### Exercise
Look below for the lines from the one with "PR #3208, opened 2020-03-04" to the one with "My code sample", and copy exactly those lines, both ends included.

═══

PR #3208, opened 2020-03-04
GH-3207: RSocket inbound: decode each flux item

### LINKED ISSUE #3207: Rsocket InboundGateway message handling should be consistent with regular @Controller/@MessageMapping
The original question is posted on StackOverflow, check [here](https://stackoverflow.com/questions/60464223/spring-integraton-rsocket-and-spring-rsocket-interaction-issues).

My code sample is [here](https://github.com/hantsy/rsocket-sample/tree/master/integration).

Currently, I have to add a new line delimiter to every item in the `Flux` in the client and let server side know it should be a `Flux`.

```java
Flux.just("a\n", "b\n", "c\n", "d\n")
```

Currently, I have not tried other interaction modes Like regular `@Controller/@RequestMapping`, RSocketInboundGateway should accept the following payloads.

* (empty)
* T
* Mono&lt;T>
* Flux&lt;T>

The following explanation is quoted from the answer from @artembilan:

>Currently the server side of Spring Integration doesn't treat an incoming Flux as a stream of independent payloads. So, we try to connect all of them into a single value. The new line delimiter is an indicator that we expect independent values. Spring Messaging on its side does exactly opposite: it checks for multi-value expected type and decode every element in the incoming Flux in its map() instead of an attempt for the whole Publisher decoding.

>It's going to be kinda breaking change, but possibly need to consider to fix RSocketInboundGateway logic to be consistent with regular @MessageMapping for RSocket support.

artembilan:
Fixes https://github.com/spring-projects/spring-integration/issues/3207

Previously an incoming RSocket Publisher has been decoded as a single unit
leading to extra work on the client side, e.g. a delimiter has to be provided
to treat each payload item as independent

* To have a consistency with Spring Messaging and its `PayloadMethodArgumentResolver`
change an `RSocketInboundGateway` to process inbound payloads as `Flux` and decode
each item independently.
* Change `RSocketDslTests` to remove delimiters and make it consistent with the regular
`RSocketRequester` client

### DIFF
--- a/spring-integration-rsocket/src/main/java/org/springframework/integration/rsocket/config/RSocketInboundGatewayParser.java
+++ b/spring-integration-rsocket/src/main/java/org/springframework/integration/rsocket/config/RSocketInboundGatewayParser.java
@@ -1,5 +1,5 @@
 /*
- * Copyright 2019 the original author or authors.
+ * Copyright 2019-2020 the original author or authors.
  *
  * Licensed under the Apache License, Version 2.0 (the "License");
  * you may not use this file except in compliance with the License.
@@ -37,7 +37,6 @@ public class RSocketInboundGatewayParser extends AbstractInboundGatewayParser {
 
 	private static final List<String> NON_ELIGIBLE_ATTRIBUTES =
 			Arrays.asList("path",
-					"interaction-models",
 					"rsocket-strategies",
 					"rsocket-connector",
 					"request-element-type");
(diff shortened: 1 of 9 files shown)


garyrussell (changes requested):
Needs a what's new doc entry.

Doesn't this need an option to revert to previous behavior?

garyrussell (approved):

═══

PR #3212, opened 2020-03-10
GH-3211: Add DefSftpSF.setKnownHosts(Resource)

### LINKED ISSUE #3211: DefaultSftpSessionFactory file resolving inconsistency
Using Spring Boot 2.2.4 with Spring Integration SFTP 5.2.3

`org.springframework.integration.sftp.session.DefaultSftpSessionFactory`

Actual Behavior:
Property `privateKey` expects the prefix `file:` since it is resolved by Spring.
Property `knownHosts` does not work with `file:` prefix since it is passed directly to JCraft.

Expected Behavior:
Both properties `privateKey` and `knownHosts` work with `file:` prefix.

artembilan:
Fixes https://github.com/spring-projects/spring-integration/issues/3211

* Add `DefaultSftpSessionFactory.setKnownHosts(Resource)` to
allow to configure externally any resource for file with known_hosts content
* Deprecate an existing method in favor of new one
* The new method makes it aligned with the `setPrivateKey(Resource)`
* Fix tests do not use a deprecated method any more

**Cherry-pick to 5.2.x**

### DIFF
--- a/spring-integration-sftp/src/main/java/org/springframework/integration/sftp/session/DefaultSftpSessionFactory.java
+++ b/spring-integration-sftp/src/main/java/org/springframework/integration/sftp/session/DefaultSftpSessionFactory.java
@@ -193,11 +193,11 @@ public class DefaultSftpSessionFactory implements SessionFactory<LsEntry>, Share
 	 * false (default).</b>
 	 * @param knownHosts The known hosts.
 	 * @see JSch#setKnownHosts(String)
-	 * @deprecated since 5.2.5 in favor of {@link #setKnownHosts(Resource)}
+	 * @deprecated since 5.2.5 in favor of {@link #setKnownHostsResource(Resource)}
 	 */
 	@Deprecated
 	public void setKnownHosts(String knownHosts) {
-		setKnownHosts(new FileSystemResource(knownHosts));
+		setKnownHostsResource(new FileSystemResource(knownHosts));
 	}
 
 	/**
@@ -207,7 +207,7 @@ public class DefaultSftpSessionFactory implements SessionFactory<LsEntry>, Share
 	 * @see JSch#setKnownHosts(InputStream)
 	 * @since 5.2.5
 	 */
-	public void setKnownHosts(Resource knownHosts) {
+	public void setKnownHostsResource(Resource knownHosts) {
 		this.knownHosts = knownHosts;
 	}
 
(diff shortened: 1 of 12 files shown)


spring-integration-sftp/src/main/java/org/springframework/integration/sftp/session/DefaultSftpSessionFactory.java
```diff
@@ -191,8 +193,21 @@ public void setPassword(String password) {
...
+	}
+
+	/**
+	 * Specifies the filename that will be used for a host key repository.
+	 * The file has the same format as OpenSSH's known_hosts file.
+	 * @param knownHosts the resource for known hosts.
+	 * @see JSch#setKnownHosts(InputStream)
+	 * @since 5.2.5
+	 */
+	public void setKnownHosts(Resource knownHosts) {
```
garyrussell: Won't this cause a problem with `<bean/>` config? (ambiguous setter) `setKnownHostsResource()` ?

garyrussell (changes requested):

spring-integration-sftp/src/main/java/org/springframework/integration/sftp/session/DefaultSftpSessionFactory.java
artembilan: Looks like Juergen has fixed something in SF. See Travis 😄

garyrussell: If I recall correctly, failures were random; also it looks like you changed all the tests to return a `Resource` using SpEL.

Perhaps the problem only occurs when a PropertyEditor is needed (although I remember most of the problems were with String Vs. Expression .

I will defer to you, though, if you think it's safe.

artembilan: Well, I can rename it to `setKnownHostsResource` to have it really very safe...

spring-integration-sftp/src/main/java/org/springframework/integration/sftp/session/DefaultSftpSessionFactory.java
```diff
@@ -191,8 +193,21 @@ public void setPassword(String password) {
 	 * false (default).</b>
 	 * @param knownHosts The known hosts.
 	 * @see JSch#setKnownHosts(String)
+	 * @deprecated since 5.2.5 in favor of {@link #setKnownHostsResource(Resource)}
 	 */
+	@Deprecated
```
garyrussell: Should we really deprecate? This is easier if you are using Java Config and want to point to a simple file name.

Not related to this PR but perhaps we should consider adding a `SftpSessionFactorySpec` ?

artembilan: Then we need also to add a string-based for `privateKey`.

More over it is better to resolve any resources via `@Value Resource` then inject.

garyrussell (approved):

═══

### Output for this exercise
PR #3208, opened 2020-03-04
GH-3207: RSocket inbound: decode each flux item

### LINKED ISSUE #3207: Rsocket InboundGateway message handling should be consistent with regular @Controller/@MessageMapping
The original question is posted on StackOverflow, check [here](https://stackoverflow.com/questions/60464223/spring-integraton-rsocket-and-spring-rsocket-interaction-issues).

My code sample is [here](https://github.com/hantsy/rsocket-sample/tree/master/integration).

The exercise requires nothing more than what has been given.